CNN-Based Invertible Wavelet Scattering for the Investigation of Diffusion Properties of the In Vivo Human Heart in Diffusion Tensor Imaging
This addresses a persistent problem in noninvasive investigation of human heart fiber structures for medical imaging applications, though it appears incremental as it builds on existing DTI techniques with a new hybrid method.
The researchers tackled motion-induced signal loss in in vivo cardiac diffusion tensor imaging (DTI) during free-breathing acquisitions by proposing a novel motion-compensation method based on an invertible Wavelet Scattering Convolutional Neural Network (WSCNN), which effectively compensates for motion and produces higher-quality images with more coherent fiber structures compared to existing methods.

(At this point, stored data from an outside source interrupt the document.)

PR #10195, opened 2019-05-16
Change k8s storage config upgrade step to skip non-live models

babbageclunk:
## Description of change

We've had users with dying models that they can't remove (because the k8s has gone away and we're trying to talk to it before removing the model). Those models would prevent the k8s storage config step from succeeding and block the upgrade. Skip dying models in this upgrade step.

Also drive-by fix to handle the error if the cloud config can't be retrieved.

## QA steps
* Bootstrap a 2.5.7 controller and add a k8s model to it.
* Stop the k8s instance and destroy the model.
* Cancel the destroy-model command, it won't finish.
* Upgrade the controller to this version.
* The upgrade should complete without changing the storage configuration of the dying model.

## Documentation changes
None

## Bug reference
None

### DIFF
--- a/state/upgrades.go
+++ b/state/upgrades.go
@@ -1930,6 +1930,11 @@ func updateKubernetesStorageConfig(st *State) error {
 	if err != nil || model.Type() == ModelTypeIAAS {
 		return errors.Trace(err)
 	}
+	if model.Life() != Alive {
+		// No need to update models that are going away; they may no
+		// longer have settings to update.
+		return nil
+	}
 	cred, ok := model.CloudCredential()
 	if !ok {
 		return nil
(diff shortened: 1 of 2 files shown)


state/upgrades.go
```diff
@@ -1930,6 +1930,11 @@ func updateKubernetesStorageConfig(st *State) error {
 	if err != nil || model.Type() == ModelTypeIAAS {
 		return errors.Trace(err)
 	}
+	if model.Life() != Alive {
```
anastasiamac: I think that this is where we want to be overall in the long run... However, there are some IAAS models that are already dying on older Juju versions and can only be removed if they are upgraded to newer Juju versions... I wonder if we should be only putting this here for CAAS models.

state/upgrades.go
```diff
@@ -1940,6 +1945,9 @@ func updateKubernetesStorageConfig(st *State) error {
 	}
 
 	defaults, err := st.controllerInheritedConfig(model.Cloud())()
+	if err != nil {
```
anastasiamac: Good pick up! I am not sure why anyone would want to swallow an error :(

state/upgrades.go
babbageclunk: Oh, this whole step is only for caas models - it exits early for iaas ones.

babbageclunk:
$$merge$$

PR #10197, opened 2019-05-16
Put together a CLI script that can run Mongo transactions.

jameinel:
## Description of change

This just uses the TXN infrastructure to run any Operation that you want
with the normal TXN logic. Initial tests seem to show it able to hit
assertions and properly update documents.

I want to have this in the Juju directory just to keep the helper script in a place where people can find it, and have easy access to it.

## QA steps

You can see the examples in the directory. You should be able to update records in a Juju database by crafting a JSON file that looks a lot like our normal txn.Op structure, and then run
```
$ agent=$(cd /var/lib/juju/agents; echo machine-*)
$ pw=$(sudo awk '$1 ~ "^statepassword:" {print $2}' /var/lib/juju/agents/${agent}/agent.conf)
$ ./mgo-run-txn --user ${agent} --password ${pw} ./transaction.json
```

## Documentation changes

None.

## Bug reference

None.

### DIFF
--- a/.gitignore
+++ b/.gitignore
@@ -23,3 +23,4 @@ vendor/
 .vscode/
 juju-backup-*.tar.gz
 .editorconfig
+scripts/mgo-run-txn/mgo-run-txn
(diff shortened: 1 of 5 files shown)


jameinel:
$$merge$$

PR #10201, opened 2019-05-17
All cloud instances.

anastasiamac:
## Description of change

Each provider has to implement an InstanceBroker interface. One of the major calls of this interface is AllInstances(). The call is made whenever Juju needs to retrieve known cloud instances, be it for provisioning, for adopting resources, for querying instance states, destroying instances, etc.

The original intent was to *always* list all instances. However, it became apparent that some providers had limitations on what a user can do with an instance in a particular state, so the AllInstance method was inconsistently re-defined to mean *all running, usable instances*. This especially affected public clouds like aws. This new definition works for most of cases, except for destroying an instance - Juju does not really care what state the instance is in as long as we knew about and at the time when we want to terminate, we can. In addition, some providers did not need to make this distinction either because their underlying substrate only returned *running* instances or because the substrate dealt with instances in different state itself.

This means that we needed to rename current AllInstances to mean AllRunnningInstances and re-implement new AllInstances to return all instances except the ones that are already terminated.
 This PR does just that.
  
This is a largely mechanical PR. Most of fun is in environ broker where a new AllRunningInstances call is added and in providers that filter on status like ec2 and gce.

### DIFF
--- a/provider/ec2/environ.go
+++ b/provider/ec2/environ.go
@@ -1153,7 +1153,7 @@ func (e *environ) subnetsForVPC(ctx context.ProviderCallContext) (resp *ec2.Subn
 // AdoptResources is part of the Environ interface.
 func (e *environ) AdoptResources(ctx context.ProviderCallContext, controllerUUID string, fromVersion version.Number) error {
 	// Gather resource ids for instances, volumes and security groups tagged with this model.
-	instances, err := e.AllInstances(ctx)
+	instances, err := e.AllRunningInstances(ctx)
 	if err != nil {
 		return errors.Trace(err)
 	}
@@ -1182,6 +1182,14 @@ func (e *environ) AdoptResources(ctx context.ProviderCallContext, controllerUUID
 
 // AllInstances is part of the environs.InstanceBroker interface.
 func (e *environ) AllInstances(ctx context.ProviderCallContext) ([]instances.Instance, error) {
+	// We want to return everything we find here except for instances that are
+	// "shutting-down" - they are on the way to be terminated - or already "terminated".
+	// From https://docs.aws.amazon.com/AWSEC2/latest/UserGuide/ec2-instance-lifecycle.html
+	return e.AllInstancesByState(ctx, "rebooting", "pending", "running", "stopping", "stopped")
+}
+
+// AllRunningInstances is part of the environs.InstanceBroker interface.
+func (e *environ) AllRunningInstances(ctx context.ProviderCallContext) ([]instances.Instance, error) {
 	return e.AllInstancesByState(ctx, "pending", "running")
 }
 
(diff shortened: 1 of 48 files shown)


anastasiamac:
[cloud instances statuses when destroying (all instances)](https://trello.com/c/DhsjHvhc/688-cloud-instances-statuses-when-destroying-all-instances)

anastasiamac:
!!build!!

anastasiamac:
ahhh... 09:59:19 go install github.com/juju/juju/acceptancetests/repository/charms/fill-logs/actions: build output "/home/ubuntu/go/bin/actions" already exists and is not an object file

anastasiamac:
!!build!!

provider/ec2/environ.go
```diff
@@ -1153,7 +1153,7 @@ func (e *environ) subnetsForVPC(ctx context.ProviderCallContext) (resp *ec2.Subn
 // AdoptResources is part of the Environ interface.
 func (e *environ) AdoptResources(ctx context.ProviderCallContext, controllerUUID string, fromVersion version.Number) error {
 	// Gather resource ids for instances, volumes and security groups tagged with this model.
-	instances, err := e.AllInstances(ctx)
+	instances, err := e.AllRunningInstances(ctx)
```
babbageclunk: Eventually this should definitely be AllInstances, but I guess you're still doing the mechanical transformation in this pass?

provider/lxd/environ_broker.go
```diff
@@ -324,6 +324,12 @@ func (env *environ) AllInstances(ctx context.ProviderCallContext) ([]instances.I
 	return instances, errors.Trace(err)
 }
 
+// AllRunningInstances implements environs.InstanceBroker.
+func (env *environ) AllRunningInstances(ctx context.ProviderCallContext) ([]instances.Instance, error) {
+	// We can only get Alive containers from lxd api which means that "all" is the same as "running".
```
babbageclunk: This comment isn't quite right - the AliveContainers method in container/lxd.Server includes stopping and stopped containers - there's nothing stopping us from adding another one which doesn't.

https://github.com/juju/juju/blob/develop/container/lxd/container.go#L148

provider/openstack/provider.go
```diff
@@ -1662,6 +1662,13 @@ func (e *Environ) AllInstances(ctx context.ProviderCallContext) ([]instances.Ins
 	return instances, nil
 }
 
+// AllRunningInstances returns all running, available instances in this environment.
+func (e *Environ) AllRunningInstances(ctx context.ProviderCallContext) ([]instances.Instance, error) {
```
babbageclunk: Even openstack does this?

provider/ec2/environ.go
anastasiamac: Yes, I'd rather we changed the calls when the need actually arises. However, if you are sure that AdoptResources should be dealing with all cloud instances irrespective of their state (I guess it does since this is essentially what we need for migration), I am happy to do a follow-up.

anastasiamac:
$$merge$$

In vivo diffusion tensor imaging (DTI) is a promising technique to investigate noninvasively the fiber structures of the in vivo human heart. However, signal loss due to motions remains a persistent problem in in vivo cardiac DTI. We propose a novel motion-compensation method for investigating in vivo myocardium structures in DTI with free-breathing acquisitions. The method is based on an invertible Wavelet Scattering achieved by means of Convolutional Neural Network (WSCNN). It consists of first extracting translation-invariant wavelet scattering features from DW images acquired at different trigger delays and then mapping the fused scattering features into motion-compensated spatial DW images by performing an inverse wavelet scattering transform achieved using CNN. The results on both simulated and acquired in vivo cardiac DW images showed that the proposed WSCNN method effectively compensates for motion-induced signal loss and produces in vivo cardiac DW images with better quality and more coherent fiber structures with respect to existing methods, which makes it an interesting method for measuring correctly the diffusion properties of the in vivo human heart in DTI under free breathing.